In our dining room we have a photo board, so at Christmas time – I leave it up for about eight weeks – I put up a photo of all those who’ve passed away during the year. And another thing we’ve done in activities… our beaches have quite a few flat stones, so Elysia painted all the stones quite bright colours, and in white put each resident’s name on, so we’ve got them sitting in a garden at our main entrance. So there are past and present residents’ names all out in the garden.


That’s really about it.



That’s amazing. You’ve given so much detail about the many ways in which dying matters in your nursing home, Sue.

I have one other question, and that is what’s your protocol around clearing the room after somebody has died?



After somebody has passed away we bless the room and wash it. Sometimes I will get it re-painted, and we always take any pictures out and hang different ones so that it’s no longer that person’s room, it’s a completely new person’s room.

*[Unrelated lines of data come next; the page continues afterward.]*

Issue #3721, opened 2020-03-11
oracledb's Oracle_Transaction.acquireConnection ignores external connection passed in config


kenbellows:
Hey there! I'm writing an API using knex that queries an OracleDB instance in a way that requires me to manually interact with a `node-oracledb` connection object before kicking off a transaction. I was happy to discover that I could manually pass in a connection object that I had modified using `const trx = knex.transaction(undefined, { connection })`, which solves my problem perfectly.

However, I found that the connection object I was passing in did not seem to be the one making the db calls. For example, `node-oracledb` exposes a magic setter on `connection` objects called `connection.clientId` that sets `SYS_CONTEXT('userenv', 'client_identifier')` in the db. So I tried this test code:

```js
const knex = require('knex')({
  client: 'oracledb',
  connection: { /* ... connection info ... */ }
})

(async () => {
  const connection = await knex.client.acquireConnection()
  connection.clientId = 'testuser'
  console.log(await knex.transaction(async trx => {
    return trx.raw(`SELECT SYS_CONTEXT('userenv', 'client_identifier') FROM DUAL`)
  }, { connection })
})()
```
My expected output, what I get when I use the `node-oracledb` library directly, is:
```js
[ { "SYS_CONTEXT('userenv', 'client_identifier')": "testuser" } ]
```
My actual output was:
```js
[ { "SYS_CONTEXT('userenv', 'client_identifier')": null } ]
```
which indicates that the connection object used to make the query has no `clientId` set.

I did some digging through Knex and found the problem. There's a small bug in `lib/dialects/oracledb/transaction.js` in [the `acquireConnection()` function](https://github.com/knex/knex/blob/master/lib/dialects/oracledb/transaction.js#L53-L76):
```js
 async acquireConnection(config, cb) {
    const configConnection = config && config.connection;

    const connection = await this.client.acquireConnection();
    try {
      connection.__knexTxId = this.txid;
      connection.isTransaction = true;
      return await cb(connection);
    } finally {
      debugTx('%s: releasing connection', this.txid);
      connection.isTransaction = false;
      try {
        await connection.commitAsync();
      } catch (err) {
        this._rejecter(err);
      } finally {
        if (!configConnection) {
          await this.client.releaseConnection(connection);
        } else {
          debugTx('%s: not releasing external connection', this.txid);
        }
      }
    }
  }
```

Note the first few lines:
```js
const configConnection = config && config.connection;
const connection = await this.client.acquireConnection();
```
[...]

PR #3731, opened 2020-03-15
Fix: Oracle_Transaction#acquireConnection(..) can use config.connection

briandamaged:
As noted in #3721 , OracleDB's `Transaction#acquireConnection(..)` implementation was not using `config.connection` when it was passed in.  So, this PR addresses that bug.

### DIFF
--- a/test/integration/builder/transaction.js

The last thing I’ve written down is no matter who the resident is, or how we feel about them, they will always be cared for in exactly the same way, with the same dignity and respect from all the staff.


Death to us is just as important as living.



Well I am so, so glad that I happened on Pam and she led me to you, because what you’ve told me about your rest home is really special. Some of the big, expensive homes don’t seem to know how to do death, which is why I find this so moving, in terms of your care and respect for absolutely everybody involved.



As a small place we struggle; we can’t compete with those big ones, but I know, and the staff know, that care here is 100% better than what you get in a big place. Those places might look good – have all the movie theatres, swimming pools, cafés etc but they are only bricks and mortar. You might have all the flashest things, but it’s what actually happens inside that building that makes the place.



I could not agree more, Sue. Thank you for speaking with me, and for the exquisite example you give of how care can be, particularly in dying.



 * * * * * * * * * * * * * * 



On 31 October 2020 Sue added:  I have read my interview with you and find it is still all relevant- we do death and dying exactly the same way after all these years except the Liverpool Care Pathway is no longer in use in NZ. 


We have wonderful support from the Nurse Maude Palliative Care service based in Christchurch. They appoint a Palliative Care Nurse Specialist to Aged Care facilities and Vicki is a very valuable colleague, offering regular support and education – my staff love her! 


On 10 November 2020 Sue told me: Cheviot Rest Home won the 2020 Aged Advisor award for Best Aged Care Facility NZ under 40 beds for the 5th consecutive year. 

This award is decided by reviews sent to Aged Advisor, from residents, their families, friends and visitors plus staff.  

I feel this award reflects the high standard of care we continually offer

2 thoughts on “A care home where dying is just as important as living: an interview with Sue Coleman

  1. What an exceptional facility and staff. I know how wonderful the Cheviot home is, as I have had a relative who lived there until he passed away. He was cared for and treated exactly as Sue said.
    If I could move there from Australia to live out my last years in the Cheviot Aged Care home, I would.

  2. Cheviot Rest Home sounds marvellous. I would love to work there.
    The piece about some church people coming into sing reminded me of the night my dad died. He was at home – just as he and Mum wanted. Mum, my sister and I were with him for the evening and into the night. Dad had been a wonderful singer and loved to sing. We had a copy of the Masonic Lodge’s hymn book – Dad was a Mason. We selected hymns we knew he especially loved and sang to him – even though none of us were particularly good singers. I am sure Dad heard us and loved what we were offering him even though he could no longer communicate with us. 12 years later this time is still a treasured memory for me.
    Thank you for the opportunity to relive that night and share it with you.